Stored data
PR #12531, opened 2026-04-24
[1835] implement stock rounds

kepakiano:
Refers to  #3059

### Explanation of Change
Adds the following features:
- In 1835 there are three blocks of shares: [BY, SX], [BA, WT, HE, PR] and [MS, OL]. Shares of a corporation are only available if the corporation before it in the same block was floated. The first company in a block is only available if all non-reserved shares of the previous block have been sold. The Preußen is an edge-case: Its four IPO shares can be bought once the BA president cert has been bought.
- If a player holds more than 50% of a corporation, they can buy certs from other players for 150% of the current share price
- Every corporation of which a player holds 80% or more increases the cert limit by one


ollybh:
@kepakiano This PR has merge conflicts. Can you please resolve these and push an update to this branch?

kepakiano:
> @kepakiano This PR has merge conflicts. Can you please resolve these and push an update to this branch?

Thanks, done :)

lib/engine/game/g_1835/game.rb
```diff
@@ -168,6 +169,8 @@ def setup
 
           corporation_by_id('BY').ipoed = true
           corporation_by_id('SX').ipoed = true
+
+          @corporation_blocks = [%w[BY SX], %w[BA WT HE PR], %w[MS OL]]
```
ollybh: There are several places where you are converting between corporations and their IDs. Doing this just once at the start would make your code simpler. Something like this maybe:
```
CORPORATION_BLOCKS = [%w[BY SX], %w[BA WT HE PR], %w[MS OL]].freeze
…
@corporation_blocks = CORPORATION_BLOCKS.map { |block| block.map { |c| corporation_by_id(c) } }
```

lib/engine/game/g_1835/game.rb
```diff
@@ -216,6 +219,51 @@ def operating_round(round_num)
...
+          return if block == @corporation_blocks.last
+
+          next_block = @corporation_blocks[@corporation_blocks.index(block) + 1]
+          @log << 'All shares of the current block have been sold.'\
+                  " The next block is now available, starting with #{next_block.first}"
+          next_block.map { |c| corporation_by_id(c) }.each { |corp_to_ipo| corp_to_ipo.ipoed = true }
+        end
+
+        def cert_limit(player = nil)
+          return 0 unless player
```
ollybh: I'm not sure if this will make any difference anywhere, but returning the global certificate limit would make more sense than zero.
```suggestion
          return @cert_limit unless player
```

lib/engine/game/g_1835/game.rb
```diff
@@ -216,6 +219,51 @@ def operating_round(round_num)
...
+
+          @cert_limit + @corporations.count { |corporation| corporation.type == :major && player.percent_of(corporation) >= 80 }
+        end
+
+        def corporation_available?(corp)
+          return !corporation_by_id('BA').shares.first&.president? if corp == corporation_by_id('PR')
```
ollybh: The method to test whether a share is a president's certificate _should_ be called `president?` but it is actually called `president`.
```suggestion
          return !corporation_by_id('BA').shares.first&.president if corp == corporation_by_id('PR')
```

lib/engine/game/g_1835/step/buy_sell_par_shares.rb
```diff
@@ -0,0 +1,67 @@
+# frozen_string_literal: true
+
+module Engine
+  module Game
+    module G1835
+      module Step
+        class BuySellParShares < Engine::Step::BuySellParShares
+          def process_buy_shares(action)
+            if action.bundle.owner.player?
+              action.bundle.share_price = nationalization_price(action.bundle.corporation.share_price.price)
```
ollybh, line 12: Maybe check where whether the corporation is being nationalised, and throw an error if not.

ollybh (commented):
This looks good, but I've added a couple of suggestions.

lib/engine/game/g_1835/game.rb
kepakiano: yeah, that simplifies a lot of code, thanks!

lib/engine/game/g_1835/game.rb
kepakiano: I guess it looks better :)

lib/engine/game/g_1835/game.rb
kepakiano: Interesting, I must've had the `president?` method from `corporation` in my head that takes an argument. Curious that the code still worked. Thanks for catching that!

lib/engine/game/g_1835/step/buy_sell_par_shares.rb
kepakiano: I'll check whether the player can actually nationalize here

ollybh (approved):

PR #12532, opened 2026-04-25
[1840] Fix crash when all Y/O trains exhausted during CR1

### LINKED ISSUE #12257: [1840] Game broken after buying all Y and O trains in the first tram-buying moment
Image

Game ID: 232291 (https://18xx.games/game/232291)

**How to Reproduce the Bug?**

Three-player 1840. 
First player buys 2 Y1 trains, scraps one, buys one, scraps one, buys O1. Bought 4 Y1 and 1 O1; ends up with 2 Y1, 1 O1. Second player buys 3 O3 trains. Game crashes when buying the third. 
According to the rules, the red trains ought to be available for 500 each (as per VIII.5.3)

**Which Browser / Platform?**

Server-side. Breaks for all players. Try opening the URL; won't work.

ddaybell:
When all Y and O trams are exhausted during the first CR (CR1), the game previously crashed because no trains were available to buy while corporations were still required to purchase one. Per rules VIII.5.3, R trains should become available at 500 in this case.

Also defensively fix cheapest_train_price to handle empty buyable_trains and empty variant lists, preventing a NoMethodError on nil.

Changes:
- `available_trains` now appends R1 to the available train list when
  in CR1 and all Y1/O1 trains are exhausted (per rules VIII.5.3)
- `cheapest_train_price` guards against nil when no buyable trains exist
- 
Fixes #12257

### DIFF
--- a/lib/engine/game/g_1840/step/buy_train.rb
+++ b/lib/engine/game/g_1840/step/buy_train.rb
@@ -58,8 +58,10 @@ module Engine
 
           def cheapest_train_price(corporation)
             cheapest_train = buyable_trains(corporation).min_by(&:price)
-            cheapest_variant = buyable_train_variants(cheapest_train, corporation).first
-            cheapest_variant[:price]
+            return 0 unless cheapest_train
+
+            cheapest_variant = buyable_train_variants(cheapest_train, corporation).min_by { |v| v[:price] }
+            cheapest_variant ? cheapest_variant[:price] : 0
           end
 
           def process_buy_train(action)
--- a/lib/engine/game/g_1840/step/buy_train.rb
+++ b/lib/engine/game/g_1840/step/buy_train.rb
@@ -49,13 +49,13 @@ module Engine
 
           def can_buy_train?(entity = nil, _shell = nil)
             entity ||= current_entity
-            return false if @depot.depot_trains.none? { |t| buyable_train_variants(t, entity).any? }
+            return false unless buyable_depot_trains?(entity)
 
             super
           end
 
           def must_buy_train?(entity)
-            return false if @depot.depot_trains.none? { |t| buyable_train_variants(t, entity).any? }
+            return false unless buyable_depot_trains?(entity)
 
             scrappable_trains(entity).size.zero?
           end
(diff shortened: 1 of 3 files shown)


ollybh (commented):
The bug report was for when the first rank of trams are sold out earlier than expected, and this PR addresses this. Could the same problem occur with later ranks of trams? (I have played 1840 before, but I've only got a vague recollection of the rules).

ddaybell:
I'm not sure; I will investigate.

ddaybell:
In investigating this issue further, to look into olly's question above, I located Lonny's FAQ for this title.  He has a different solution to this issue.  Per the  FAQ (https://boardgamegeek.com/filepage/226146/1840-faq), when no trams are in any buying box and a corporation is required to own one, the obligation is temporarily excused until trams become available again. 

I implemented this by returning false from can_buy_train? and must_buy_train? when no depot train has a purchasable variant in the current CR, and logging a  descriptive message via log_skip when the step auto-skips for that reason.

Removes the previous approach of making R1 trains available early.

Also adds the official FAQ URL to the Info tab alongside the rules link.

lib/engine/game/g_1840/step/buy_train.rb
```diff
@@ -47,10 +47,30 @@ def process_scrap_train(action)
             @game.scrap_train(action.train, action.entity)
           end
 
+          def can_buy_train?(entity = nil, _shell = nil)
+            entity ||= current_entity
+            return false if @depot.depot_trains.none? { |t| buyable_train_variants(t, entity).any? }
```
ollybh: Methods like `any?` and `none?` are relatively computationally expensive as they create an enumerator object to step through the collection. If you're just interested whether there is anything in the collection you should be calling `empty?` instead.
```suggestion
            return false if @depot.depot_trains.none? { |t| !buyable_train_variants(t, entity).empty? }
```

ollybh: This check for buyable train variants is being made three times (here, in `must_buy_train?` and in `log_skip`) so it would be better to extract a method (`buyable_depot_train?` or something like that) to encapsulate this check.

ollybh (changes requested):
Good catch on finding the rule clarification.

I've suggested a minor tweak to your code to improve clarity and performance. It should then be good to go.

ddaybell:
Comments addressed.

ollybh (approved):

PR #12537, opened 2026-04-26
[1849] reorder corps after sell action, instead of at end of SR turn

### LINKED ISSUE #12421: [1849] Unexpected change in stock market order

michaeljb:
## Before clicking "Create"

### Explanation of Change

* `@moved_this_turn` is set to `[]` at the start of each player's SR turn, so it does not need to be set in `reorder_corps`
* if 3 or more corporations have shares sold and end on the same spot, `reorder_corps` will be called and possibly show up in the game log multiple times, keeping the order correct after each action
* Fixes #12421 - with tokens in the right order at the end of the sale action, floating a new corporation naturally puts its token in the right spot

### DIFF
--- a/lib/engine/game/g_1849/game.rb
+++ b/lib/engine/game/g_1849/game.rb
@@ -595,7 +595,8 @@ module Engine
 
         def reorder_corps
           just_moved = @moved_this_turn.uniq
-          @moved_this_turn = []
+          return unless just_moved.size > 1
+
           same_spot =
             @corporations
               .select(&:floated?)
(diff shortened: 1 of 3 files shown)


philcampeau (approved):
Looks good!

PR #535, opened 2017-10-17
[MNO-695] Api v2 Dashboard missing dependency for KPI Alert Recipients

x4d3:
- Include Recipients in Alerts
- Use update_recipients instead of recipient_id

### DIFF
--- a/api/lib/mno_enterprise/concerns/controllers/jpi/v1/impac/kpis_controller.rb
+++ b/api/lib/mno_enterprise/concerns/controllers/jpi/v1/impac/kpis_controller.rb
@@ -26,8 +26,8 @@ module MnoEnterprise::Concerns::Controllers::Jpi::V1::Impac::KpisController
 
     begin
       response = MnoEnterprise::ImpacClient.send_get('/api/v2/kpis', attrs, basic_auth: auth)
-      # TODO check there was no error, something like
-      # return render json: { message: "Unable to retrieve kpis from Impac API | Error #{response.code}" } unless response.success?
+        # TODO check there was no error, something like
+        # return render json: { message: "Unable to retrieve kpis from Impac API | Error #{response.code}" } unless response.success?
     rescue => e
       return render json: { message: "Unable to retrieve kpis from Impac API | Error #{e}" }
     end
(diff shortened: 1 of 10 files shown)


api/lib/mno_enterprise/concerns/controllers/jpi/v1/impac/kpis_controller.rb
```diff
@@ -39,11 +39,11 @@ def index
         kpi.merge(
           name: "#{kpi[:name]} #{watchable.capitalize unless kpi[:name].downcase.index(watchable)}".strip,
           watchables: [watchable],
-          target_placeholders: {watchable => kpi[:target_placeholders][watchable]},
+          target_placeholders: { watchable => kpi[:target_placeholders][watchable] },
         )
       end
     end
-    .flatten
+             .flatten
```
ouranos: ?

api/lib/mno_enterprise/concerns/controllers/jpi/v1/impac/kpis_controller.rb
```diff
@@ -26,8 +26,8 @@ def index
 
     begin
       response = MnoEnterprise::ImpacClient.send_get('/api/v2/kpis', attrs, basic_auth: auth)
-      # TODO check there was no error, something like
-      # return render json: { message: "Unable to retrieve kpis from Impac API | Error #{response.code}" } unless response.success?
+        # TODO check there was no error, something like
```
ouranos: ?

core/app/models/mno_enterprise/alert.rb
```diff
@@ -2,5 +2,22 @@ module MnoEnterprise
   class Alert < BaseResource
     property :created_at, type: :time
     property :updated_at, type: :time
+    property :kpi_id
```
ouranos: Should the `kpi_id` be exposed? I thought we were getting rid of the foreign keys

x4d3: It should for now, but will be addressed later in https://github.com/maestrano/mno-enterprise/pull/560

api/lib/mno_enterprise/concerns/controllers/jpi/v1/impac/kpis_controller.rb
x4d3: Rubymine...

PR #542, opened 2017-10-20
Fix terms of use not being displayed

hedudelgado:


hedudelgado:
@ouranos

api/lib/mno_enterprise/concerns/controllers/pages_controller.rb
```diff
@@ -65,7 +65,9 @@ def terms
     ts = MnoEnterprise::App.order_by("updated_at.desc").first.try(:updated_at)
     @apps = if ts
       Rails.cache.fetch(['pages/terms/app-list', ts]) do
-        MnoEnterprise::App.order_by("name.ac").reject{|i| i.terms_url.blank?}
+        # Temp solution as translated fields can not be filtered or sorted
+        # MnoEnterprise::App.order_by("name.ac").reject{|i| i.terms_url.blank?}
+        MnoEnterprise::App.all.reject { |i| i.terms_url.blank? }
```
ouranos: You should then do the sorting in ruby, otherwise the order will be wrong.
I'm surprised the specs haven't broken so please have a look at them to see if they need to be updated.

hedudelgado: Hi @ouranos , I have updated the PR. Thanks

api/lib/mno_enterprise/concerns/controllers/pages_controller.rb
```diff
@@ -65,7 +65,9 @@ def terms
     ts = MnoEnterprise::App.order_by("updated_at.desc").first.try(:updated_at)
     @apps = if ts
       Rails.cache.fetch(['pages/terms/app-list', ts]) do
-        MnoEnterprise::App.order_by("name.ac").reject{|i| i.terms_url.blank?}
+        # Temp solution as translated fields can not be filtered or sorted
+        # MnoEnterprise::App.order_by("name.ac").reject{|i| i.terms_url.blank?}
+        MnoEnterprise::App.all.reject { |i| i.terms_url.blank? }.sort! { |a,b| a.name.downcase <=> b.name.downcase }
```
x4d3: why not `sort_by{|h|h.name.downcase}`

hedudelgado: Sure, like yours more, 0 advantages of my approach compare to yours.
Updated.

PR #543, opened 2017-10-20
Fix terms of use not being displayed

hedudelgado:


hedudelgado:
@ouranos

ouranos:
Fixed in `3.3` by #542

PR #552, opened 2017-10-30
[MNOE-687] Fix Csv Upload Issue + Add external_id to organization

x4d3:


ouranos:
Is the CSV bug tracked anywhere?

PR #556, opened 2017-11-01
[MNOE-712] Add missing locale

BrunoChauvet:


core/config/locales/templates/dashboard/provisioning/en.yml
```diff
@@ -70,11 +70,11 @@ en:
             status: "Status"
             states:
               requested: requested
-              approved: approved
```
ouranos: No longer a need for approved?

BrunoChauvet: The `approved` state has been removed, the transition is now from called `approve` and transition from `requested` to `provisioning`

PR #567, opened 2017-11-03
[IMPAC-665] Sync status on impac dashboard

enizor:
The (trigger_)app_instance_sync will also return has_running_cube
for a awared 'Real-time syncing' on Impac-Angular
Depends on https://github.com/maestrano/maestrano-hub/pull/802

### DIFF
--- a/api/spec/controllers/mno_enterprise/jpi/v1/app_instances_sync_controller_spec.rb
+++ b/api/spec/controllers/mno_enterprise/jpi/v1/app_instances_sync_controller_spec.rb
@@ -9,7 +9,6 @@ module MnoEnterprise
     routes { MnoEnterprise::Engine.routes }
     before { request.env['HTTP_ACCEPT'] = 'application/json' }
 
-
     #===============================================
     # Assignments
     #===============================================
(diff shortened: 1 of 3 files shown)


enizor:
Je dois réparer les specs associées

api/spec/controllers/mno_enterprise/jpi/v1/app_instances_sync_controller_spec.rb
```diff
@@ -38,7 +38,7 @@ module MnoEnterprise
       HashWithIndifferentAccess.new(name: 'a_name', status: 'FAILED', date: nil)
     ] }
 
-    let!(:organization_with_connectors) { build(:organization, connectors: connectors) }
+    let!(:organization_with_connectors) { build(:organization, connectors: connectors, has_running_cube: false) }
```
cesar-tonnoir: Could worth adding a short test case for when `org.has_running_cube = true`: you can make sure `has_running_cube` is returned by the controller, so that if we break it with a later change, the spec will turn red..

enizor:
added specs

PR #571, opened 2017-11-08
[MNOE-783] Fix registration route not being loaded

ouranos:
Fix an issue when the registration is disabled in the settings.yml and
then enabled via the MnoHub settings.
Since the routes are being build based on the User#devise_modules which
is built when loading the class, the registration route is never added.

The Devise::Models::Registerable is only adding a class method to the
user model (.new_with_session), so it's ok to always add it.

### DIFF
--- a/core/app/models/mno_enterprise/user.rb
+++ b/core/app/models/mno_enterprise/user.rb
@@ -53,11 +53,10 @@ module MnoEnterprise
     end
 
     devise_modules = [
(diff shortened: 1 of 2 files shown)


ouranos:
"In progress" as I'll do more tests tomorrow to check if there are any unintended side effects.
Happy so far with my testing.

ouranos:
@fgourichon @x4d3 rebased and happy with testing. Please review.

PR #577, opened 2017-11-14
[MNOE-776] Ability to update_member and remove_member from admin

manu-d:
Needed PUT #update_member and PUT #remove_member actions in admin controller for organizations

=> Move update_member logic in organization model
=> Create shared example for these two methods in a new file

### DIFF
--- a/api/app/controllers/mno_enterprise/jpi/v1/admin/organizations_controller.rb
+++ b/api/app/controllers/mno_enterprise/jpi/v1/admin/organizations_controller.rb
@@ -136,10 +136,8 @@ module MnoEnterprise
 
     # PUT /mnoe/jpi/v1/admin/organizations/:id/update_member
     def update_member
-      role = params.require(:member).require(:role)
       @organization = MnoEnterprise::Organization.find_one(params[:id], :users, :orga_invites, :orga_relations)
-      user = requested_user_in_org(@organization)
-      @organization.update_user_role(current_user, user, role)
+      @organization.update_user_role(current_user, requested_user, params.require(:member).require(:role))
 
       render 'members'
     end
@@ -147,7 +145,7 @@ module MnoEnterprise
     # PUT /mnoe/jpi/v1/admin/organizations/:id/remove_user
     def remove_member
       @organization = MnoEnterprise::Organization.find_one(params[:id], :users, :orga_invites, :orga_relations)
-      user = requested_user_in_org(@organization)
+      user = requested_user
       if user.is_a?(MnoEnterprise::User)
         @organization.remove_user!(user)
       elsif user.is_a?(MnoEnterprise::OrgaInvite)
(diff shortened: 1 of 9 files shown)


api/app/controllers/mno_enterprise/jpi/v1/admin/organizations_controller.rb
```diff
@@ -188,6 +211,15 @@ def user_params
       params.require(:user).permit(:email, :name, :surname, :phone)
     end
 
+    def requested_user_in_org(organization)
+      user = organization.users.find { |u| u.id == params.require(:member)[:id] }
```
x4d3: could you please add some comment on why you try first with id and then by email ?

core/lib/mno_enterprise/concerns/models/organization.rb
```diff
@@ -85,6 +85,40 @@ def orga_relation(user)
     }
   end
 
+  # Update a user role within self on behalf on user_updating
+  #
+  # user_updating - A MnoEnterprise::User who performed the action
+  # user_to_update - The user to update. ∈ [MnoEnterprise::User, MnoEnterprise::OrgaInvite]
+  # new_role - The role to assign to user_to_update
+  #
+  def update_user_role(user_updating, user_to_update, new_role)
```
x4d3: I would suggest `user, updated_user`

core/lib/mno_enterprise/concerns/models/organization.rb
```diff
@@ -85,6 +85,40 @@ def orga_relation(user)
     }
   end
 
+  # Update a user role within self
+  #
+  # user - A MnoEnterprise::User who performed the action
```
ouranos: Use [YARD](https://yardoc.org/) format for documentation

eg:
```ruby
# @param user [MnoEnterprise::User] the user performing the action
# @param updated_user [MnoEnterprise::User, MnoEnterprise::OrgaInvite] the user to update
```

api/app/controllers/mno_enterprise/jpi/v1/admin/organizations_controller.rb
```diff
@@ -188,6 +211,17 @@ def user_params
       params.require(:user).permit(:email, :name, :surname, :phone)
     end
 
+    def requested_user_in_org(organization)
+      # If a user has updated their email address, but has not clicked on the confirmation link yet,
+      # we won't find them from their email, so we look from their id first.
+      user = organization.users.find { |u| u.id == params.require(:member)[:id] }
+      user ||= begin
+        email = params.require(:member).require(:email)
+        organization.users.find { |u| u.email == email } ||
```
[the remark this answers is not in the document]
ouranos: Also could you pass the entity and id as params this way you can simplify the controller logic a bit?

PR #578, opened 2017-11-15
[MNOE-209][MNOE-788] Improve Devise configuration

ouranos:
Improve devise default configuration
* Enable account lockout
* Expose devise configuration to the frontend (for password length check)
* Fix password expiry
* Fixed session timeout


ouranos:
@BrunoChauvet could you review the last commit? Thanks

PR #579, opened 2017-11-15
Add impac dashboard feature flag to frontend config settings

adamaziz15:
@ouranos Leaving comments in JIRA, please review :)


ouranos:
See maestrano/mno-enterprise-angular#382

PR #581, opened 2017-11-17
[MNOE-249] Fix Devise::FailureApp routes

ouranos:
The FailureApp was redirecting wihout the engine prefix (/mnoe/) which
was causing 404

### DIFF
--- a/api/config/initializers/devise_patch.rb
+++ b/api/config/initializers/devise_patch.rb
@@ -1,0 +1,39 @@
+require "action_controller/metal"
+
+module Devise
+  # Failure application that will be called every time :warden is thrown from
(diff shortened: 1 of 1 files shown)


api/config/initializers/devise_patch.rb
```diff
@@ -0,0 +1,40 @@
...
+    # Monkey patching to unset opts[:script_name]
+    # See https://github.com/plataformatec/devise/issues/4127
+    def scope_url
+      opts  = {}
+      route = route(scope)
+      opts[:format] = request_format unless skip_format?
+
+      config = Rails.application.config
+
+
```
hedudelgado: double empty line

ouranos: Done

PR #584, opened 2017-11-21
[MNOE-799] Unable to create new customer from Admin Panel

rheasunshine:
provision_app_instances! missing bang.. bug & specs fixed
@ouranos (unable to add a reviewer)


ouranos:
@x4d3 FYI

● Assigned task
Count each line of the data where the word "actually" appears, then reply with the total only.

● Output below
2